Further concept for the generation of the transient-reduced audio signal - extensions
[0067] As in the application described here (processing of a signal comprising a transient,
while maintaining a good hearing impression), high audio quality of the resulting
signal is substantially more critical than in the application of
WO 2007/118533 (Ambient Signal Generation), the method described in
WO 2007/118533 is expanded by some steps, in order to improve audio signal quality.
[0068] For example, in addition to amplitude extrapolation, an embodiment according to the
present invention may also comprise extrapolating or interpolating the phase values
so as to obtain a synthesis signal of improved quality, which has no transient portions.
[0069] Extrapolation or interpolation is performed, e.g. using a linear prediction or linear
prediction coding (LPC), or linearly and/or with splines or the like + weighted noise.
[0070] In some embodiments, the above described generation of the transient-reduced audio
signal 132 may be particularly advantageous when used in combination with a phase
vocoder, which may be part of the signal processor 140, or which may constitute the
signal processor 140. In some embodiments, the property of the phase vocoder - which
is usually considered to be a big problem [8] - which consists in that no predictable
relationship exists to the preceding frames during transients, is exploited. In some
embodiments, this very fact is exploited so as to suppress the transient in that the
transient is erased by forcing a relationship with the preceding bins. In other words,
the phase of different coefficients describing the different time-frequency bins of
the replacement signal portion (e.g. in the form of complex numbers) are, for example,
adjusted by extrapolating from preceding time-frequency bins (of a preceding non-transient
signal portion), or interpolating between corresponding time-frequency bins of a preceding
non-transient signal portion and a following non-transient signal portion. In the
publication [Maher] a comparable interpolation method is described. The method presented
in [Maher] is not real-time capable, since portions which follow the signal gap are
also required. In addition, [Maher] only describes processing of the "peaks" in an
audio signal (by contrast, some embodiments according to the invention process all
frequency lines), and noise components are not dealt with explicitly either. In other
words, in some embodiments the concept described in [Maher] for the bridging of gaps
in an audio signal may be applied with the present application to obtain the transient-reduced
audio signal 132, on the basis of the original input audio signal 110. Rather than
bridging a "missing" portion of an audio signal, a portion identified as a transient
signal portion may be replaced using the method described in [Maher]. However, the
interpolation/extrapolation may be performed independently for every frequency bin.
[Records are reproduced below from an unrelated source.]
PR #576, opened 2024-01-31
fix(reputation): do not increase ops seen on replacement

### LINKED ISSUE #498: [pool] Reputation for replacement operations

alex-miao:
Closes #498

## Proposed Changes

  - Only update reputation if op is not a replacement

### DIFF
--- a/crates/pool/src/mempool/uo_pool.rs
+++ b/crates/pool/src/mempool/uo_pool.rs
@@ -364,7 +364,7 @@ where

Optionally, amplitude and phase may be interpolated (e.g. separately).
Transient Detector 130a
[0071] In the following, some present details regarding the transient detector 130a will
be described. However, it should be noted that many different implementations of the
transient detector 130a can be used, such that the following details should be considered
as examples of one advantageous implementation. In some embodiments, adaptive thresholds
are preferred for recognizing the transient time periods. Normally, adaptive thresholds
are smoothed versions of a detection function, which may result in major fluctuations
and, therefore, in nondetection of small peaks in the surroundings of large peaks.
For details, reference is made to the publication [Bello]. This problem may be solved,
for example, by suitable adaptation of the smoothing constants in dependence on the
currently detected condition (transient region / no transient region) and on the development
of the detection function (e.g. attack, decay).
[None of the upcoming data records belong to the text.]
Issue #564, opened 2024-01-22
consider remove ReputationManager trait and duplicate code  


0xfourzerofour:
There is no real need for the trait to exist as the Reputation tracker is just updating in memory data and can be easily tested with new data while testing instead of creating a mock implementation that is doing the same same thing.

0xfourzerofour:
While this is done, think about moving the reputation state into the pool state. And also refactor the clear_mempool functionality to reflect the new state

[0072] In the following, some literature references regarding the abovementioned aspects
will be given: [Edler], [Bello], [Goodwin], [Walther], [Maher], [Daudet].
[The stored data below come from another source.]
PR #580, opened 2024-02-01
feat(pool): reject op before simulation if pool is full

### LINKED ISSUE #501: [pool] Skip simulation if the pool is full and the UO will not be accepted
**Describe the feature**
The pool should skip simulation if it is currently full and the UO will not be accepted (based on fees) after simulation completes. We should reject before simulating to save resources and protect against a DOS vector.

alex-miao:
Closes #501

## Proposed Changes

  - Check to see if there is enough space in the mempool to hold a new UO if we were to evict UOs with lower `max_fee_per_gas`

### DIFF
--- a/crates/pool/src/mempool/mod.rs
+++ b/crates/pool/src/mempool/mod.rs
@@ -273,6 +273,10 @@ impl PoolOperation {
             + self.uo.heap_size()
             + self.entities_needing_stake.len() * std::mem::size_of::<EntityType>()
     }
+
+    pub(crate) fn max_size(uo: &UserOperation) -> usize {
+        std::mem::size_of::<Self>() + uo.heap_size() + 4 * std::mem::size_of::<EntityType>()
+    }
 }
 
 #[cfg(test)]
--- a/crates/pool/src/mempool/pool.rs
+++ b/crates/pool/src/mempool/pool.rs
@@ -165,6 +165,25 @@ impl PoolInner {
         self.best.clone().into_iter().map(|v| v.po)
     }
 
+    // Check if it is worth adding an user operation to the pool given pool size constraints and the price of the UO.
+    pub(crate) fn check_pool_capacity(&self, uo: &UserOperation) -> MempoolResult<()> {
+        let max_op_size = OrderedPoolOperation::max_size(uo);
+        let mut free_space =
+            self.config.max_size_of_pool_bytes - (std::cmp::max(self.pool_size.0, 0) as usize);
+        let mut req_fee_per_gas = U256::zero();
+        let mut pool_iter = self.best.iter().rev();
+
+        while !(max_op_size <= free_space && uo.max_fee_per_gas > req_fee_per_gas) {
+            if let Some(op) = pool_iter.next() {
+                req_fee_per_gas = op.po.uo.max_fee_per_gas;
+                free_space += op.mem_size();
+            } else {
+                return Err(MempoolError::DiscardedOnInsert);
+            }
+        }
+        Ok(())
+    }
+
     /// Removes all operations using the given entity, returning the hashes of the removed operations.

Transient Portion Extractor 130e
[0073] In addition to the functionalities described above, the transient signal replacer
130 may further comprise a transient portion extractor 130e, which transient portion
extractor 130e may be configured to receive the audio signal 110 (or at least the
transient signal portion thereof), and to provide the transient information 134. The
transient portion extractor 130e may be configured to provide the transient information
134 in any possible form, e.g. in the form of a transient-signal-portion-time-signal,
in the form of a transient-signal-portion-time-frequency-domain-representation, or
in the form of transient parameters (e.g. a transient time information and/or a transient
intensity information and/or a transient steepness information and/or any other appropriate
transient information).
[0074] In particular, the transient portion extractor 130e may be configured to provide
the transient information 134 only for the signal portions which have been removed
from the audio signal 110 to obtain the transient-reduced audio signal 132, in order
to keep the data rate reasonably small.
Implementation Alternatives for the Signal Processor 140 - Overview
[0075] In the following, different basic concepts for the implementation of the signal processor
140 will be described. Fig. 3a illustrates a preferred implementation of the signal
processor 140 of Fig. 1. This implementation comprises a frequency-selective analyzer
310 and a subsequently-connected frequency selective processing device 312 that is
implemented such that it supplies a negative influence on the "vertical coherence"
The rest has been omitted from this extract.